I also occasionally read a romance book - historical romances are the ones that can reel me in once in a while. But, shhhh. Don't tell.


----------



## Danielle Kazemi (Apr 2, 2011)

I read Sylvia Browne books. She is that psychic woman who used to be on Montel. lol I hide them when friends come over.


----------



## soyfrank (Feb 2, 2011)

Mine is _Emma_ by Jane Austen  And I even liked the film version _Clueless_, too.


----------



## Debbie Bennett (Mar 25, 2011)

I quite liked Twilight and the sequels. Sparkly vampires just don't do it for me, but the story overall was curiously compelling....


----------



## W.W. (Jun 27, 2011)

soyfrank said:


> Mine is _Emma_ by Jane Austen  And I even liked the film version _Clueless_, too.


I loved Clueless, too.

As for books . . . I tend not to tell people that I loved the first couple of Terry Goodkind's books.


----------



## Evan Couzens (Jul 18, 2011)

I liked The Notebook. There, I said it. I was a little sad at the end. What? It was a powerful story, and it was kind of dusty in the car. We were driving through Ohio; you'd get depressed if you saw 'Welcome to Cleveland' out your window too.

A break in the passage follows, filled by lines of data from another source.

PR #483, opened 2025-04-07
BM-644: Slack alerts

willpote:
Sets up Slack alerts using Amazon Q Chatbot, and configures some basic alarms

Note I opted to have alarms defined within each service, and forward the alarms notifications to the ops account, rather than defining the alarms within the ops account as we do in Bonsai. I prefer this because:
1/ It lets developers test alarms when deploying to their dev accounts.
2/ It places alarms closer to their infrastructure, making it easier to see what is covered by alarms vs not.
3/ Ops account admin is locked down, so this design enables all devs to create alarms.


infra/pipelines/pipelines/prover.ts
```diff
@@ -1,20 +1,14 @@
...
-  dockerUsername: string;
-  dockerToken: pulumi.Output<string>;
-}
+interface ProverPipelineArgs extends BasePipelineArgs {}
 
 // The name of the app that we are deploying. Must match the name of the directory in the infra directory.
 const APP_NAME = "prover";
 // The branch that we should deploy from on push.
-const BRANCH_NAME = "main";
+const BRANCH_NAME = "willpote/slack";
```
rlukata, line 11: this shuold be main

infra/prover/index.ts
```diff
@@ -3,15 +3,15 @@ import * as aws from '@pulumi/aws';
...
 
 export = () => {
   // Read config
   const config = new pulumi.Config();
 
-  const isDev = pulumi.getStack() === "dev";
-  const prefix = isDev ? `${getEnvVar("DEV_NAME")}-` : "";
-  const serviceName = `${prefix}bonsai-prover`;
+  const stackName = pulumi.getStack();
+  const isDev = stackName === "dev";
```
rlukata, line 13: it doesn't look you're you're using `isDev`?

rlukata (approved):
minor nits

infra/prover/index.ts
willpote: Using it on L25+

rlukata: oh, should have looked on the left 🤦🏽

PR #487, opened 2025-04-08
BM-721: Deploy order stream

willpote:
Deploys the Order Stream
* Packages it as a Pulumi component so we can easily deploy new instances for new chains.
* Adds versioning to the endpoints.
* I changed order stream URL to be a secret in the prover and order-generator. This is so that we don't expose the staging URL of the order stream.
* Currently DNS is not fully set up. This first PR just creates the initial cert request.


infra/prover/index.ts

Don't look at me like that. I have to go eat some meat and lift heavy things. Manly things.


----------



## Storymagus (Jun 30, 2011)

I quite like dipping into the Enid Blyton Famous Five series whilst taking a bath. And I love 'The Day I Swapped My Dad for Two Goldfish', which I bought for my nephew and he has (shamedly) not yet received. There is also something addictive about the Star Wars books. I feel cleansed. This is like some sort of AA meeting for bookies. Hi, my name is Martyn and I am addicted to Enid Blyton.....


----------



## KateEllison (Jul 9, 2011)

Todd Trumpet said:


> OMG, and I thought _I_ was bad! "The Time Traveler's Wife"?? "The Bridges of Madison County"?? That's almost as bad as admitting you're a guy and watch "THE GILMORE GIRLS"...!
> 
> ...but only once or twice...
> 
> ...


This whole thread has me beaming. Seriously.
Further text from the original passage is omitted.